About

Research in the humanities is more data-intensive now than it ever has been. Scholars rely on extremely large, multimedia corpora involving everything from spontaneous speech to poetry to judicial records, in languages both ancient and modern. This massive influx of new data means that, for the first time in history, results obtained from close analysis of specific texts can readily be tested against the quantitative characteristics of entire literary genres, styles, and dialects. This Visioning project centers around such data-rich humanities research: building tools, conducting research, and bringing these ideas and techniques to the classroom.

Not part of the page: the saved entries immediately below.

PR #641, opened 2015-10-08
Add function find_devices to core/lib.lua

dpino:
This function can be helpful to set a PCI address by a pattern, so either finding a device by a full address "0000:01:00.0" or a shorter address ":01:00.0" are valid.

This code is part of snabb-lwaftr. We think it can be useful for other modules too. Function by @andywingo.

### DIFF
--- a/src/lib/hardware/pci.lua
+++ b/src/lib/hardware/pci.lua
@@ -146,8 +146,7 @@ local function find_devices(pattern)
    if #pci.devices == 0 then scan_devices() end
    local ret = {}
    for _,device in ipairs(pci.devices) do
-      if (device.usable and device.driver == 'apps.intel.intel_app' and
-         device.pciaddress:match(pattern)) then
+      if device.usable and device.pciaddress:match(pattern) then
          table.insert(ret, device.pciaddress)
       end
    end
--- a/src/lib/hardware/pci.lua
+++ b/src/lib/hardware/pci.lua
@@ -142,6 +142,31 @@ function root_check ()
    lib.root_check("error: must run as root to access PCI devices")
 end
 
+local function find_devices(pattern)
+   if #pci.devices == 0 then scan_devices() end
+   local ret = {}
+   for _,device in ipairs(pci.devices) do
+      if (device.usable and device.driver == 'apps.intel.intel_app' and
+         device.pciaddress:match(pattern)) then
+         table.insert(ret, device.pciaddress)
+      end
+   end
+   return ret
+end
+
+-- Return device's PCI address matching pattern
+function find_device(pattern)
+   local devices = find_devices(pattern)
+   if #devices == 0 then
+      error('no devices matched pattern "'..pattern..'"')
+   elseif #devices == 1 then
+      return devices[1]
+   else
+      local devices_str = table.concat(devices, ' ')
+      error('multiple devices matched pattern "'..pattern..'":'..devices_str)
+   end
+end
+
 --- ### Selftest
 ---
 --- PCI selftest scans for available devices and performs our driver's
--- a/src/core/lib.lua
+++ b/src/core/lib.lua
@@ -4,6 +4,7 @@ local ffi = require("ffi")
 local C = ffi.C
 local getopt = require("lib.lua.alt_getopt")
 local syscall = require("syscall")
+local pci = require("lib.hardware.pci")
 require("core.clib_h")
 local bit = require("bit")
 local band, bor, bnot, lshift, rshift, bswap =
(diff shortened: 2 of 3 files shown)


eugeneia:
Public functions of `core.lib` should be documented in `src/README.md.src`. Refer to the [documentation-guide](https://github.com/eugeneia/snabbswitch/blob/documentation-fixups/src/doc/documentation-guide.md) for pointers.

dpino:
Updated PR:
* Moved function to `lib/hardware/pci.lua`. 
* Documented function in `lib/hardware/README.md.src`.

andywingo:
apparently this code is over at https://github.com/dpino/snabbswitch/compare/find_devices currently

dpino:
Sorry, I closed this PR by mistake. I restored the dpino:add_find_devices branch but it seems this PR cannot be reopened. I can create a new PR if necessary.

src/lib/hardware/pci.lua
```diff
@@ -142,6 +142,31 @@ function root_check ()
    lib.root_check("error: must run as root to access PCI devices")
 end
 
+local function find_devices(pattern)
+   if #pci.devices == 0 then scan_devices() end
+   local ret = {}
+   for _,device in ipairs(pci.devices) do
+      if (device.usable and device.driver == 'apps.intel.intel_app' and
```
eugeneia: What about the Solarflare driver?

dpino:
PR rebased to master. I added a patch removing the constraint that limits `find_devices` search to intel devices.

lukego:
Great initiative, Diego! We definitely need a shorter way to refer to PCI devices.

Zooming out to the overall idea rather than the code, I see two alternative ways to implement this:

1. Using Lua patterns to match PCI addresses.
2. Exactly defining a short/canonical form for PCI addresses.

Lua patterns are tempting. We are already using them in packetblaster too. Packetblaster accepts a pattern to name multiple devices, so you can write `0[123]:00.[01]` to potentially match all of `0000:01:00.0 0000:01:00.1 0000:02:00.0 0000:02:00.1 0000:03:00.0 0000:03:00.1`. Or you could simply write `.` to match all available devices. The downside I see is that this is a leaky abstraction (exposing Lua quirks to end-users of Snabb based applications) and it can be surprising too e.g. that `.` will be treated as a wildcard rather than a literal period (awkward since PCI addresses have a significant period character in them).

I feel like the principle of least surprise takes precedence here. I have come to think of the packetblaster command-line as a misfeature.

The alternative is to define (or find and reuse) a canonical shortening of PCI addresses. Like the way IPv4 and IPv6 addresses have lang/short forms via `pton` and `ntop`.

Here is an idea for some isomorphic address transformations:

    1 <-> 01 <-> 01:00 <-> 01:00.0 <-> 0000:01:00.0

and the canonical representation could be the full address but omitting any leading `0000:`.

What do you think? Would that work for lwAFTR too?

kbara:
It's slightly awkward that it takes until the 3rd element of that to have a way to specify addresses like 01:00.1. I'm not sure that 1 and 01 are great abbreviations; they imply .0, making it more awkward to specify .1 in comparison, which I can imagine being annoying for people just starting to use Snabb (they'll get used to using 1, then have to scramble around how to figure out how to refer to a .1 address). And it's not obvious looking at a command line that you're referring to a PCI address at that point. '1' looks like it could equally be an overly-abbreviated non-canonical form of lots of different things.
I think 01.0 is ok (I'm not enthusiastic about it, but it'll save some typing), I like 01:00.0 as the canonical representation, and 0000:01:00.0 should be allowed (but never required), I'd say. (One thing I've wondered about, but never dug into, is whether the 0000 is always 0000, and why; do you know?)
I agree with you that exposing Lua patterns is the wrong approach.
All of the options you've mentioned could work for the lwAFTR.

lukego:
@kbara The full syntax is `DOMAIN:BUS:DEVICE.FUNCTION`. Here is [one](http://wiki.xenproject.org/wiki/Bus:Device.Function_(BDF)_Notation) documented convention.

On reflection I also like the idea of having a canonical form that simply omits any leading `0000:`. So we would write `01:00.0` and expect to see PCI addresses printed in that same shortened format. If the domain is non-zero then the long format would be used. End of story.

kbara:
Sounds fantastic.

dpino:
I implemented the expansion in #660. It's slightly different to what @lukego suggested. IMHO the inconvenient of expanding "1" as "0000:01:00.0" is that there's not short form for device == 1. The only way to write such address is using the full form "0000:00:01.0". I think the schema should be similar to IPv6 abbreviation, where "::1" means "0:0:0:0:0:0:0:1". So, "0000:04:00.0" would be abbreviated as "4:". A single "4" gets expanded to "0000:00:04.0". There are more examples in the PR.

kbara:
Honestly, that feels like way too many options. Documenting it, visually parsing what other people are using, and the increased use of things that look almost IPv6-like strike me as all richer sources of confusion this way. I'm all for convenience, but I think this goes so far that it's less convenient or practical.

lukego:
I agree with @kbara. @dpino, I humbly apologise for suggesting the more complex scheme. The extra code and explanations are really not justified by the convenience (which in itself might even lead to confusing inconsistency in usage).

eugeneia:
Is this obsoleted by #669 as well?

dpino:
@eugenia Right. I close this PR :)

Swearing and emoticons in social networks

The full project description

Highlights

January 2009 Noah Constant, Chris Davis, Chris Potts, and Florian Schwarz released the UMass Amherst Linguistics Sentiment Corpora. This is a collection of over 700,000 online reviews in Chinese, English, German, and Japanese.
December 2008 Chris Potts posted at Language Log on using large email corpora to detect emotional linguistic devices and understand what they say about social networks: Swearing and social networks.
November 2008 On November 4, the Supreme Court began hearings on the case of the "fleeting expletive". As part of his ongoing NSF grant, Chris Potts commented on the case in a Wall Street Journal article, which also featured a graphic based on this work on automatically detecting word and phrase connotations using large corpora.
October 2008 Rex Wallace and colleagues have launched The Etruscan Texts Project, which "makes available to the scholarly community in a user-friendly format recently recovered Etruscan inscriptions."
September 2008 Chris Potts and Florian Schwarz have posted a draft of Exclamatives and heightened emotion: Extracting pragmatic generalizations from large corpora. Potts and Schwarz collected about 18 million words of book and hotel reviews for this paper. They use this large document collection to develop a quantitative perspective on how emotion is expressed in language.
June 2008The highly collaborative paper Expressives and identity conditions has been accepted for publication in Linguistic Inquiry. The paper uses thousands of documents from the Internet to support its central claims.